In early 1974 at Brands Hatch, during the Race of Champions, he does the exterior to Niki Lauda’s Ferrari in the rain in Paddock Bend, a delicate plunging turn. The maneuver seems crazy with audacity, but Jacky knows what he is doing, thus surprising Lauda and winning the victory. “I was one of the first drivers to notice that, in the rain, the outer edge of the track often offers better grip, where cars do not pass often. I had attempted a first passing maneuver on Lauda at this point, but I arrived too short and had to give up at the last moment. Fortunately, absorbed by his own steering, Lauda hadn’t noticed, which allowed me to still benefit from the surprise effect on my second attempt, which was the right one.”Despite this coup, Jacky Ickx senses that he will be 
difficult to bounce back in one of the best stables at the moment in F1: “You hold on to convictions; you believe that, by a miracle, you will recover. You agree to drive less good cars and you are inevitably more exposed.

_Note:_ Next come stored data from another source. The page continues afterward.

PR #114, opened 2024-12-25
[proxyd]: Add block range rate limiting, and max block range to non-consensus mode

mdehoog:
**Description**

This PR implements two things:
 - the ability to limit the max block range, even if not in consensus mode
 - (opt-in, off by default) the ability to rate limit block range requests by block count

**Tests**

Added new tests.

**Additional context**

https://github.com/ethereum-optimism/optimism/pull/6686 originally implemented the ability to limit block range requests. The initial implementation supported both consensus and non-consensus mode, however there was feedback on that PR that we already had latest block polling in consensus mode, and any block range limiting should be added to that.

We've since tried to use consensus mode, and even opened some PRs to help (e.g. https://github.com/ethereum-optimism/optimism/pull/7275), but unfortunately our setup is not conducive to consensus mode.

### DIFF
--- a/proxyd/backend.go
+++ b/proxyd/backend.go
@@ -380,7 +380,7 @@ func (b *Backend) Forward(ctx context.Context, reqs []*RPCReq, isBatch bool) ([]
 			"max_attempts", b.maxRetries+1,
 			"method", metricLabelMethod,
 		)
-		res, err := b.doForward(ctx, reqs, isBatch)
+		res, err := b.doForward(ctx, reqs, isBatch, false)
 		switch err {
 		case nil: // do nothing
 		case ErrBackendResponseTooLarge:
@@ -454,6 +454,10 @@ func (b *Backend) ProxyWS(clientConn *websocket.Conn, methodWhitelist *StringSet
 
 // ForwardRPC makes a call directly to a backend and populate the response into `res`
 func (b *Backend) ForwardRPC(ctx context.Context, res *RPCRes, id string, method string, params ...any) error {
+	return b.forwardRPC(ctx, false, res, id, method, params...)
+}
+
+func (b *Backend) forwardRPC(ctx context.Context, isNonConsensusPoll bool, res *RPCRes, id string, method string, params ...any) error {
 	jsonParams, err := json.Marshal(params)
 	if err != nil {
 		return err
@@ -466,7 +470,7 @@ func (b *Backend) ForwardRPC(ctx context.Context, res *RPCRes, id string, method
 		ID:      []byte(id),
 	}
 
-	slicedRes, err := b.doForward(ctx, []*RPCReq{&rpcReq}, false)
+	slicedRes, err := b.doForward(ctx, []*RPCReq{&rpcReq}, false, isNonConsensusPoll)
 	if err != nil {
 		return err
 	}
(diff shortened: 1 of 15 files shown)


jelias2:
Lmk if this is ready for review, typically would like to see CI passing as a prerequisite

proxyd/backend.go
```diff
@@ -482,9 +486,19 @@ func (b *Backend) ForwardRPC(ctx context.Context, res *RPCRes, id string, method
 	return nil
 }
 
-func (b *Backend) doForward(ctx context.Context, rpcReqs []*RPCReq, isBatch bool) ([]*RPCRes, error) {
+func (b *Backend) doForward(ctx context.Context, rpcReqs []*RPCReq, isBatch, isNonConsensusPoll bool) ([]*RPCRes, error) {
 	// we are concerned about network error rates, so we record 1 request independently of how many are in the batch
-	b.networkRequestsSlidingWindow.Incr()
+	// (we don't count non-consensus polling towards error rates)
```
mdehoog, line 491: The alternative to this is to disable the non-consensus poller in more tests by setting the `nonconsensus_poller_interval` negative... what do you think? To me it feels like we shouldn't be counting polling towards error rates, but I don't feel strongly.

mdehoog:
@jelias2 thank you 🙏 

Apologies, I thought tests were passing when I marked this as ready for review, but I now realize it was only the `check-updated-files` check. All the tests have been fixed and CI is now passing.

proxyd/block_range.go
```diff
@@ -0,0 +1,68 @@
...
+
+type BlockNumberTracker interface {
+	GetLatestBlockNumber() (uint64, bool)
+	GetSafeBlockNumber() (uint64, bool)
+	GetFinalizedBlockNumber() (uint64, bool)
+}
+
+func ExtractBlockRange(req *RPCReq, tracker BlockNumberTracker) *BlockRange {
+	switch req.Method {
+	case "eth_getLogs", "eth_newFilter":
```
jelias2, line 22: eth_newFilter is only appended to a single backend, so it quite difficult to get the results from the requesting the filter through proxyd. We typically don't expose it on proxyd on our end. Curious your experience with it

A while ago there was a PR for similar functionality: https://github.com/ethereum-optimism/infra/pull/105, but I didn't see any interest in at the time.

proxyd/config.go
```diff
@@ -182,6 +188,8 @@ type BackendGroupConfig struct {
 	ConsensusHALockPeriod        TOMLDuration `toml:"consensus_ha_lock_period"`
 	ConsensusHARedis             RedisConfig  `toml:"consensus_ha_redis"`
 
+	NonconsensusPollerInterval TOMLDuration `toml:"nonconsensus_poller_interval"`
```
jelias2, line 191: Overall I'm curious why the non-consensus poller is needed? If a backend was unable to serve a eth_getLogs in fallback mode, it would just request the next backend in the backend group? Whats the benefit of adding this component?

proxyd/frontend_rate_limiter.go
```diff
@@ -122,14 +118,14 @@ func (r *RedisFrontendRateLimiter) Take(ctx context.Context, key string) (bool,
 		return false, err
 	}
 
-	return incr.Val()-1 < int64(r.max), nil
+	return incr.Val() <= int64(r.max), nil
```
jelias2, line 121: Just curious why removing the -1

proxyd/nonconsensus_poller.go
```diff
@@ -0,0 +1,123 @@
...
+	value, err := p.fetchBlock(p.ctx, be, label)
+	if err != nil {
+		log.Error("failed to fetch block", "backend", be.Name, "label", label, "err", err)
+		return
+	}
+
+	p.lock.Lock()
+	defer p.lock.Unlock()
+
+	if *ptr < value || *ptr == math.MaxUint64 {
```
jelias2, line 106: Whats the purpose of *ptr == math.MaxUnit64 in the conditional? Is this if the ptr is uninitialzed?

proxyd/backend.go
jelias2: I think the sliding network requests sliding window should be counted. IRRC, its counted for the consensus_poller, I think it would be odd if it was counted for one strategy but not the other

jelias2: Additionally if the poll fails that helps proxyd determine if the backend is unstable at the moment, which is why I'd lean toward tracking the intermittent sliding window error as well

proxyd/block_range.go
jelias2: i guess eth_newFilter is used for overwriting the reqeust parameters, so  it makes sense to keep it in here, but still I don't think that method works perfectly

proxyd/config.go
jelias2: The consensus poller allows re-writing of latest, safe, and finalized, I guess the major drawback would be if a eth_getLogs request goes a backend which doesn't have the non-consensus latest if would be missing the latest logs. Could you provide a bit more background on the behavior that this PR aims to fix and the expected results?

jelias2:
Overall the blockrange rate limiting looks good if you want to open a second PR for that. For the max block range on non-consensus mode would like a bit more context. 

Thanks for the contribution!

That’s what finally happened to me at Ensign. Jacky recounts his terrible accident at the 1976 USA Grand Prix, to Watkins Glen: “The Ensign team of Mo Nunn was meritorious, but lacked adequate means. On this circuit, we didn’t have the proper suspension springs, so with a full tank of gas, the steering of the Ensign became so hard that I couldn’t change course anymore. What happened was that in a turn, I didn’t have the strength necessary to make a course correction in time. The Ensign hits the rails full force and it is cut in two by a stake; the gas tank is gutted and the car catches fire. Jacky escapes from it and boxes towards the edge of the track, with a bare foot. One of my racing booties got stuck in the pedalboard and its seams, which were nevertheless extraordinarily strong, have literally exploded”. Foot injuries are terrible: several fractures of each ankle, a severed toe, most of the ligaments torn and third-degree burns. Despite this, Jacky recovers like a high-level athlete: three months later, he is recovered.
In 1979, he will inherit a Ligier for some Grands Prix, replacing Patrick Depailler, who had an accident while hang gliding. During this interim, Ickx will realize that he no longer has sufficient motivation to drive in F1.

The greatest horror

“Except at the very beginning, when I discovered my personal limits, I barely got off the road. Some seasons, if I did only one spin, it was a lot. On the other hand, fate made that, unlike others who regularly broke cars, my accidents often had a dramatic character. And several times, fire, which is the most terrible of all dangers, was present”. How can we not remember the episode of Jarama in 1970 and this first dramatic confrontation between Jacky Ickx and the terror of flames?

© Texts and photos extracted from the book Jacky Ickx L’enfant terrible, from the Michel Vaillant files by Jean Graton.